Then I create and train the model:
model = RNN(2476)
optimizer = torch.optim.Adam(model.parameters(), lr=1e-4)
loss_function = nn.CrossEntropyLoss()
lr_scheduler = torch.optim.lr_scheduler.StepLR(optimizer, step_size=30, gamma=0.1)
model.train()
EPOCHS = 25
BATCH_SIZE = 64
epoch_loss = []
for ii in range(EPOCHS):
for i in range(1, X_train.size()[0]//BATCH_SIZE+1):
x_train = X_train[(i-1)*BATCH_SIZE:i*BATCH_SIZE]
labels = y_train[(i-1)*BATCH_SIZE:i*BATCH_SIZE]
optimizer.zero_grad()
y_pred = model(x_train)
y_pred = y_pred.round()
single_loss = loss_function(y_pred, labels.long().squeeze())
single_loss.backward()
optimizer.step()
lr_scheduler.step()
print(f"\rBatch {i}/{X_train.size()[0]//BATCH_SIZE+1} Trained: {i*BATCH_SIZE}/{X_train.size()[0]} Loss: {single_loss.item():10.8f} Step: {lr_scheduler.get_lr()}", end="")
epoch_loss.append(single_loss.item())
print(f'\nepoch: {ii:3} loss: {single_loss.item():10.8f}')
This is the output when training the model:
Batch 353/354 Trained: 22592/22644 Loss: 0.86013699 Step: [1.0000000000000007e-21]
epoch: 0 loss: 0.86013699
Batch 353/354 Trained: 22592/22644 Loss: 0.81326193 Step: [1.0000000000000014e-33]
epoch: 1 loss: 0.81326193
Batch 353/354 Trained: 22592/22644 Loss: 0.87576205 Step: [1.0000000000000022e-45]
epoch: 2 loss: 0.87576205
Batch 353/354 Trained: 22592/22644 Loss: 0.92263710 Step: [1.0000000000000026e-57]
epoch: 3 loss: 0.92263710
Batch 353/354 Trained: 22592/22644 Loss: 0.90701210 Step: [1.0000000000000034e-68]
epoch: 4 loss: 0.90701210
Batch 353/354 Trained: 22592/22644 Loss: 0.92263699 Step: [1.0000000000000039e-80]
epoch: 5 loss: 0.92263699
Batch 353/354 Trained: 22592/22644 Loss: 0.82888693 Step: [1.0000000000000044e-92]
epoch: 6 loss: 0.82888693
Batch 353/354 Trained: 22592/22644 Loss: 0.81326193 Step: [1.000000000000005e-104]]
epoch: 7 loss: 0.81326193
Batch 353/354 Trained: 22592/22644 Loss: 0.87576205 Step: [1.0000000000000055e-115]
epoch: 8 loss: 0.87576205
Batch 353/354 Trained: 22592/22644 Loss: 0.82888693 Step: [1.0000000000000062e-127]
epoch: 9 loss: 0.82888693
Batch 353/354 Trained: 22592/22644 Loss: 0.81326199 Step: [1.0000000000000067e-139]

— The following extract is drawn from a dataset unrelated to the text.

Issue #1355, opened 2020-02-05
RFC/new concept: UI component registries


ghys:
This is a proposal for a new API dedicated to generic, frontend-managed UI components, with a possible extension to sitemaps.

epoch: 10 loss: 0.81326199
Batch 353/354 Trained: 22592/22644 Loss: 0.82888693 Step: [1.0000000000000072e-151]
epoch: 11 loss: 0.82888693
Batch 353/354 Trained: 22592/22644 Loss: 0.89138699 Step: [1.0000000000000076e-162]
epoch: 12 loss: 0.89138699
Batch 353/354 Trained: 22592/22644 Loss: 0.82888699 Step: [1.000000000000008e-174]]
epoch: 13 loss: 0.82888699
Batch 353/354 Trained: 22592/22644 Loss: 0.82888687 Step: [1.0000000000000089e-186]
epoch: 14 loss: 0.82888687
Batch 353/354 Trained: 22592/22644 Loss: 0.82888693 Step: [1.0000000000000096e-198]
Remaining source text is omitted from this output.